The latest national spotlight on this Western New York spiritualist community is "After Life," a new book by Rhian Ellis. Ellis lived and worked in Lily Dale, a village of "tiny gingerbread cottages" 50 miles south of Buffalo. It was named for the lilies that bloomed on Cassadaga Lake.

Add to that National Public Radio contributor David Isay's book "Holding On," based on pieces he did for 5 million listeners, not to mention HBO filmmakers and Discovery Channel documentarians and the community's 30,000 visitors this year. Even Tops Markets has discovered the area, building a superstore in nearby Cassadaga -- but it won't be selling spirits.
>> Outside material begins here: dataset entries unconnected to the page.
PR #1313, opened 2024-12-10
Improve integration test console output

ArinGhazarian:
## Description

This PR adds the follows two changes:

1. By default xUnit only shows the tests outputs after the test was run. This PR adds live outputs to the console during the test run (supported in xUnit Runners v2 2.8.1+), in addition to showing them after the test has completed. This helps a lot with debugging specially debugging the migration script itself.
2. We used .NET's default `Process` class for shelling out to run the generated powershell migration script. The problem was the we hadn't redirected the `stdout` and `stderr` so we could only see the output of the `migrate-repo` commands but not the script itself. Redirecting the outputs using the `Process` class is a bit of a hassle though and not very intuitive so instead we switched to using [CliWrap](https://github.com/Tyrrrz/CliWrap) which is a better alternative.

here is a sample output that we were getting before:

image

- [x] Issue linked


synthead (approved):
LGTM!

"My only question is: What took them so long? We've been here 121 years," joked Joyce LaJudice, Lily Dale historian and museum curator.

When she first became a Lily Dale resident about 30 years ago, she "fell in love with the grounds -- the beauty of it. I had a trying job, second-level manager for the phone company. I was stressed out, and I liked how peaceful it was here."
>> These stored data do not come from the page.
PR #593, opened 2018-04-24
Dosdebug 20

andrewbird:
This does what I want for breakpoints that get overwritten and is optionally enabled using -H8 flag.

In the normal case that this is not enabled, there should be no change to current behaviour except that if code referenced by a breakpoint is overwritten by DOS a warning message is printed and the breakpoint is correctly disabled.

To debug bootloading etc the -H8 flag at should be combined with boot wait -H1 flag as -H9. In my test case of debugging the booting of ERD-DOS 7.01.07, I see that the 0070:0000 location is overwritten 3 times. For this reason I think it's impractical to set a life on the breakpoint, but again every time the breakpoint target code is overwritten a warning message is printed.


ecm-pushbx:
Question: If a boot sector loads, say, root directory sectors to 0_0700h (.. 0_0900h with 512-byte sectors), would -H8 and bp 70:0 cause dosdebug to overwrite the first entry of the loaded sector? With FreeDOS's boot sector loader, 0_0600h (.. 0_0800h with 512-byte sectors) is used as directory buffer, an entry in the middle of the sector may be overwritten? EDR-DOS's variant on FreeDOS's loads the root directory sector to 0_0700h (.. 0_0900h) it seems. Both also load the FAT starting at these addresses.

stsp:
That's what I was saying: its quite unsafe to
keep breakpoints persistent exactly because
then you can overwrite something.
In any case I can apply this as its quite hidden.

andrewbird:
I'm no expert on this, but from what I see and @stsp please correct me if I'm wrong, setting a breakpoint on any address, code or data, changes the first byte at that address to 0xCC (INT3). So yes if it's a data area at that point it will be corrupted, only if the INT3 is in code that is executed will its proper value be restored. Of course if the breakpoint is hit, then the person debugging has the chance to delete the breakpoint before data is copied over the code.

stsp:
So when you set it with -H1, there is neither
code nor data, and you'll overwrite _different_
things on every reload, before it is actually hit.
Unsafe,

andrewbird:
Setting a BP on any data area is destructive.
Setting a BP on any uninitialized area doesn't really matter.
Setting a BP on code address changes its value to 0xcc, but it's restored when BP is hit.

Same true for both with and without H8

Additional problem comes with H8 if a BP is set on a code area that's subsequently rewritten as data. User needs to be sure that after BP is hit he/she removes it in that case.

stsp:
No.
The problem is that the space with
breakpoint overwrites a few times even
_before_ there is a correct context that
has the instruction in the needed address.
@ecm-pushbx had a good example above.

> User needs to be sure that after BP is hit he/she removes it in that case.

No, this doesn't solve the problem.
The problem is "before", not "after".

stsp:
That's why the real solution would be to set
BP only after N overwrites. But its difficult to
implement.

andrewbird:
Yes I'm seeing the problem now (slow I know). I suspect that as @ecm-pushbx showed in my EDR-DOS 7.01.07 test case, the memory copy of the root directory is being silently corrupted long before I hit my breakpoint.
I don't know of an elegant answer, even the 'set BP after n writes' requires prior knowledge of the number of times that location will be written for each program being debugged.

ecm-pushbx:
The best solution is building hardware breakpoints into the CPU, which do not write anything to memory. Obviously this can't be done for things like KVM or V86M. But it could be simulated by tracing everything and stopping when a breakpoint location is in cs:(e)ip. Much more work though.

A "lovely place," Isay agreed. "Picturesque turn-of-the-century houses and cottages are packed closed together on narrow tree-lined streets." Neighbors are hundreds of "year-round residents who subscribe to the belief that life continues after death and that spirits can communicate with the living through mediums." Lily Dale's 121st season featured lectures on everything from yoga to past-life regression.

Lily Dale is spiritualism's Jerusalem, said East Aurora paranormal investigator Mason Winfield, who had a close encounter of the haunted kind while visiting. In a guest house, he was "shocked by a sudden, loud, aggressive growl as if a mastiff behind one of the doors in the hall objected to me walking by. It was not my imagination. In the morning I was informed that I was the only guest and that no animals of any kind were in the building."
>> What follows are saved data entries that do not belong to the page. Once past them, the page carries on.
PR #595, opened 2018-04-26
fatfs: Add RxDOS.2 (RxDOS v7.23+) boot protocol support

ecm-pushbx:
Previously requested and described in this thread:
https://github.com/stsp/dosemu2/issues/581#issuecomment-373933904

Tested with "RxDOS version 7.24 [hg 8b75542e6ba1] [2018-04-26]", from
https://bitbucket.org/ecm/rxdos-7.2x/ (+ lmacros + ldos + ldosboot)

This changes NEWPCD_D to (PC_D | (1 << 30)) because MAX_SYS_IDX is
now 23.

### DIFF
--- a/src/base/misc/fatfs.c
+++ b/src/base/misc/fatfs.c
@@ -60,6 +60,7 @@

But in spite of all the outside interest in the Lily Dale neighbors, not much has changed since the 19th century, when the community was founded. In fact, some of neighbors are nearly as old as the town itself. Elders can recall the days of the levitation mediums, when a table would rise with people standing around it, or when pale spirits were seen comforting survivors.

LaJudice, who gives tours for area college students, points to "younger neighbors who are restoring their Victorian homes."

The Lily Dale Assembly -- first called the Cassadaga Free Association -- was one of the organizations that cropped up across the country to advance the new religion of spiritualism, which began near Rochester in March 1855 "when two young sisters, Kate and Margaret Fox, were said to have heard rapping noises in their home and found they could communicate with the presences by knocking back," Isay said.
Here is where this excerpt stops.